Data Pruning via Separability, Integrity, and Model Uncertainty-Aware Importance Sampling
Steven Grosz, Rui Zhao, Rajeev Ranjan, Hongcheng Wang, Manoj Aggarwal, Gerard Medioni, Anil Jain
TL;DR
This work addresses the challenge of scalable, robust data pruning for image classification, particularly under high pruning ratios and class imbalance. It introduces SIM, a metric that jointly quantifies data separability, data integrity, and model uncertainty, and SIMS, an adaptive importance-sampling pruning framework that biases sample retention based on pruning ratio and class distribution.

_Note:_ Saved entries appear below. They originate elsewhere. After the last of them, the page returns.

PR #4912, opened 2026-09-04
db_redis: reshuffle sentinel code to cleanly build redis cluster/ sentinel

lbalaceanu:
#### Pre-Submission Checklist

  from source code folder

#### Type Of Change

#### Checklist:

- [x] Tested changes locally

#### Description

This better decouples the code that belongs to the redis cluster vs redis with sentinels (either export WITH_SENTINELS=1 or export WITH_HIREDIS_CLUSTER=1). This ensures that such builds work without problems.

I am not savvy in the Makefile and CMake part, I relied on AI.

Whoever is interested is welcome to test the cluster scenarios as I only have a sentinel setup.

Thank you

### DIFF
--- a/src/modules/db_redis/CMakeLists.txt
+++ b/src/modules/db_redis/CMakeLists.txt
@@ -1,5 +1,16 @@
 file(GLOB MODULE_SOURCES "*.c")
 
+option(WITH_SENTINELS "Build db_redis with Redis Sentinel support" OFF)
+option(WITH_HIREDIS_CLUSTER "Build db_redis with hiredis cluster support" OFF)
+
+if(WITH_SENTINELS AND WITH_HIREDIS_CLUSTER)
+  message(FATAL_ERROR "db_redis: WITH_SENTINELS and WITH_HIREDIS_CLUSTER are mutually exclusive")
+endif()
+
+if(NOT WITH_SENTINELS)
+  list(REMOVE_ITEM MODULE_SOURCES "${CMAKE_CURRENT_SOURCE_DIR}/redis_sentinels.c")
+endif()
+
 add_library(${module_name} SHARED ${MODULE_SOURCES})
 
 find_package(PkgConfig REQUIRED)
@@ -7,6 +18,17 @@ pkg_check_modules(hiredis REQUIRED IMPORTED_TARGET hiredis)
 add_library(hiredis::hiredis ALIAS PkgConfig::hiredis)
 
 target_link_libraries(${module_name} PRIVATE hiredis::hiredis)
+
+if(WITH_SENTINELS)
+  target_compile_definitions(${module_name} PRIVATE WITH_SENTINELS)
+endif()
+
+if(WITH_HIREDIS_CLUSTER)
+  pkg_check_modules(hiredis_cluster REQUIRED IMPORTED_TARGET hiredis_cluster)
+  add_library(hiredis::hiredis_cluster ALIAS PkgConfig::hiredis_cluster)
+  target_compile_definitions(${module_name} PRIVATE WITH_HIREDIS_CLUSTER)
+  target_link_libraries(${module_name} PRIVATE hiredis::hiredis_cluster)
+endif()
 
 # Check for hiredis SSL support
 pkg_check_modules(hiredis_ssl IMPORTED_TARGET hiredis_ssl)
--- a/src/modules/db_redis/Makefile
+++ b/src/modules/db_redis/Makefile
@@ -60,17 +60,33 @@ endif
 DEFS+=$(HIREDISDEFS)
 LIBS=$(HIREDISLIBS)
 
+# Mode switches:
+# - WITH_REDIS_CLUSTER=1 (default): enable cluster mode if hiredis_cluster exists
+# - WITH_REDIS_CLUSTER=0: force normal (non-cluster) mode
+# - WITH_SENTINELS=1: enable sentinel mode and disable cluster mode
+WITH_REDIS_CLUSTER ?= 1
+
+ifeq ($(WITH_SENTINELS),1)
+DEFS+=-DWITH_SENTINELS
+endif
+
 ifneq ($(HIREDIS_CLUSTER_BUILDER),)
-	HIREDISCLUSTERDEFS = $(shell $(HIREDIS_CLUSTER_BUILDER) --cflags)
-	HIREDISCLUSTERLIBS = $(shell $(HIREDIS_CLUSTER_BUILDER) --libs)
-	HIREDISCLUSTERLIBSPATH = $(shell $(HIREDIS_CLUSTER_BUILDER) --libs-only-L | cut -c 3-)
-	ifneq ($(shell ls $(HIREDISCLUSTERLIBSPATH) | grep libhiredis_cluster_ssl.so),)
-		HIREDISCLUSTERDEFS += -DWITH_SSL
-		HIREDISCLUSTERLIBS += -lhiredis_cluster_ssl
-	endif
-	DEFS+=-DWITH_HIREDIS_CLUSTER
-	DEFS+=$(HIREDISCLUSTERDEFS)
-	LIBS+=$(HIREDISCLUSTERLIBS)
+ifeq ($(WITH_SENTINELS),1)
+$(info db_redis: WITH_SENTINELS=1, skipping hiredis cluster mode)
+else ifeq ($(WITH_REDIS_CLUSTER),0)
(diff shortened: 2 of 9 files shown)


lbalaceanu:
Hi @xkaraman, 

Can you confirm the makefile part is ok maybe?

Thank you

lbalaceanu:
Hi @xkaraman,

How do you find the CMakeLists.txt and Makefile?
Do you have any comments?

Thank  you

xkaraman:
Hey @lbalaceanu,

They look good at first sight.

Let me also try building all the cases as well to verify that as well!

lbalaceanu:
@xkaraman, I am also giving a try removing the WITH_SENTINELS altogether as WITH_REDIS_CLUSTER or WITH_SSL actually means a new library is used vs the "normal" hiredis one. This could be cleaner somehow. Should not take long.

src/modules/db_redis/CMakeLists.txt
```diff
@@ -8,6 +19,17 @@ add_library(hiredis::hiredis ALIAS PkgConfig::hiredis)
...
+
+if(WITH_HIREDIS_CLUSTER)
+  pkg_check_modules(hiredis_cluster REQUIRED IMPORTED_TARGET hiredis_cluster)
+  add_library(hiredis::hiredis_cluster ALIAS PkgConfig::hiredis_cluster)
+  target_compile_definitions(${module_name} PRIVATE WITH_HIREDIS_CLUSTER)
+  target_link_libraries(${module_name} PRIVATE hiredis::hiredis_cluster)
+endif()
+
 # Check for hiredis SSL support
 pkg_check_modules(hiredis_ssl IMPORTED_TARGET hiredis_ssl)
```
xkaraman: Remove this line, since we are checking this if with_hiredis_cluster

src/modules/db_redis/CMakeLists.txt
```diff
@@ -1,5 +1,16 @@
 file(GLOB MODULE_SOURCES "*.c")
 
+option(WITH_SENTINELS "Build db_redis with Redis Sentinel support" OFF)
```
xkaraman: Make this the default ie ON, due to before the PR `db_redis` was compiling with no cluster and therefore sentinels were being used implicitily.

Same for Makefile. make it compile with `sentinels` as default.

src/modules/db_redis/Makefile
```diff
@@ -60,17 +60,33 @@ endif
 DEFS+=$(HIREDISDEFS)
 LIBS=$(HIREDISLIBS)
 
+# Mode switches:
+# - WITH_REDIS_CLUSTER=1 (default): enable cluster mode if hiredis_cluster exists
+# - WITH_REDIS_CLUSTER=0: force normal (non-cluster) mode
+# - WITH_SENTINELS=1: enable sentinel mode and disable cluster mode
+WITH_REDIS_CLUSTER ?= 1
```
xkaraman: if i read this line correctly, it's setting the default one. Set it to sentinels as discussed in CMakelists.txt as well.

lbalaceanu:
Hello @miconda, @henningw could you maybe advise here a bit?

In the db_redis code we have these libraries hiredis and above it hiredis-cluster. Redis with sentinels uses simple hiredis and Redis with cluster needs hiredis-cluster built on top/depends on hiredis lib.

In the db_redis code, when compiling with WITH_HIREDIS_CLUSTER then some common functions are replaced

 `#ifdef WITH_HIREDIS_CLUSTER`
`#define redisCommand redisClusterCommand`
 `#define redisFree redisClusterFree` 
 

In this PR I grouped most of the code having to do with sentinels in redis_sentinels.{c/h}. I also introduced a build define WITH_SENTINELS which actually means: no hiredis-cluster lib used + we are using sentinel code. Would you say this is ok or better still renounce at WITH_SENTINELS altogether and use ifndef WITH_HIREDIS_CLUSTER and a with_sentinels modparam check?

For example, the code in the redis_sentinels.h would be safeguarded like this: #ifndef WITH_HIREDIS_CLUSTER.
In this case, at runtime, all code that would have to do with sentinels would have to check that we are in #ifndef WITH_HIREDIS_CLUSTER + modparam with_sentinels is set.

So should I go with a build define like WITH_SENTINELS or use already existing WITH_HIREDIS_CLUSTER + use_sentinels define? Maybe the latter is the better solution?

henningw:
> In the db_redis code we have these libraries hiredis and above it hiredis-cluster. Redis with sentinels uses simple hiredis and Redis with cluster needs hiredis-cluster built on top/depends on hiredis lib.
> 
> In the db_redis code, when compiling with WITH_HIREDIS_CLUSTER then some common functions are replaced
> 
> > `#ifdef WITH_HIREDIS_CLUSTER #define redisCommand redisClusterCommand #define redisFree redisClusterFree`
> 
> In this PR I grouped most of the code having to do with sentinels in redis_sentinels.{c/h}. I also introduced a build define WITH_SENTINELS which actually means: no hiredis-cluster lib used + we are using sentinel code. Would you say this is ok or better still renounce at WITH_SENTINELS altogether and use ifndef WITH_HIREDIS_CLUSTER and a with_sentinels modparam check?
> 
> For example, the code in the redis_sentinels.h would be safeguarded like this: #ifndef WITH_HIREDIS_CLUSTER. In this case, at runtime, all code that would have to do with sentinels would have to check that we are in #ifndef WITH_HIREDIS_CLUSTER + modparam with_sentinels is set.
> 
> So should I go with a build define like WITH_SENTINELS or use already existing WITH_HIREDIS_CLUSTER + use_sentinels define?

I just had a closer look together with @xkaraman. I think we should keep the WITH_SENTINEL, maybe somebody wants to build without sentinel in the future. From the module building point of view, we will align the new functionality to the current (old) way of building, i.e. build with sentinel functionality by default. When somebody wants to have cluster, the proper define needs to be set.

lbalaceanu:
Thank you @henningw,

Do I understand correctly that I need to delete the with_sentinels modparam then?

As far as I understand, these are the possible build modes:

1. WITH_SENTINELS = 0, WITH_HIREDIS_CLUSTER = 0 
2. WITH_SENTINELS = 1, WITH_HIREDIS_CLUSTER = 0 
3. WITH_SENTINELS = 0, WITH_HIREDIS_CLUSTER = 1

You say 2. WITH_SENTINELS = 1, WITH_HIREDIS_CLUSTER = 0  becomes the default?

henningw:
> Do I understand correctly that I need to delete the with_sentinels modparam then?
> 
> As far as I understand, these are the possible build modes:
> 
>     1. WITH_SENTINELS = 0, WITH_HIREDIS_CLUSTER = 0
>     2. WITH_SENTINELS = 1, WITH_HIREDIS_CLUSTER = 0
>     3. WITH_SENTINELS = 0, WITH_HIREDIS_CLUSTER = 1
> 
> You say 2. WITH_SENTINELS = 1, WITH_HIREDIS_CLUSTER = 0 becomes the default?

There is no need to delete the parameter, this is useful for activating/deactivating it at startup. The other options are compile time of course.
I think the option 2 is the current way of building db_redis in git master and 6.1 (when no cluster library is available), so it should stay this way, I think.

lbalaceanu:
Ok, if you think that somebody might want to build without sentinel support versus just have it and disable from a modparam, I will leave the WITH_SENTINELS (does not imply a new lib is added).

Currently upstream the default is: build without HIREDIS_CLUSTER which automatically means sentinel code was available. I added the WITH_SENTINELS and then I thought it just means ( !WITH_HIREDIS_CLUSTER + modparam use_sentinels )

Agree to leave WITH_SENTINELS and modparam use_sentinels then?

henningw:
Yes, I merged it. We adjust the logic as discussed in git master directly.

src/modules/db_redis/CMakeLists.txt
xkaraman: Remove this line, since we are checking this within with_hiredis_cluster block

henningw:
Adapted logic in cc49ccf374a

henningw:
And removed redundant check 11bf41afbabc

henningw:
cherry-picked to 6.1 as well

miconda:
Does it need to go to 6.0? A release out of it is planned next week.

xkaraman:
Sentinel support for db_redis was added to 6.1 if i am reading this [commit ](https://github.com/kamailio/kamailio/commit/8b3cb09cbc2537a9c9a65d4fb6eb3e6a5d149027) right:

miconda:
Ok, thanks!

SIM combines per-sample, multi-model estimates into a single score via normalized separability, integrity, and uncertainty terms, enabling pruning that preserves informative, high-quality samples across classes; SIMS further uses a ratio-aware sampling distribution with a hybrid class-dependent/independent strategy. Empirical results on CIFAR-10/100, Tiny-ImageNet, and iNaturalist show that SIMS outperforms baselines, especially at high pruning ratios, and generalizes across architectures, while reducing pruning-metric computation time, highlighting practical impact for scalable model training and deployment.
Abstract
This paper improves upon existing data pruning methods for image classification by introducing a novel pruning metric and pruning procedure based on importance sampling. The proposed pruning metric explicitly accounts for data separability, data integrity, and model uncertainty, while the sampling procedure is adaptive to the pruning ratio and considers both intra-class and inter-class separation to further enhance the effectiveness of pruning. Furthermore, the sampling method can readily be applied to other pruning metrics to improve their performance. Overall, the proposed approach scales well to high pruning ratio and generalizes better across different classification models, as demonstrated by experiments on four benchmark datasets, including the fine-grained classification scenario.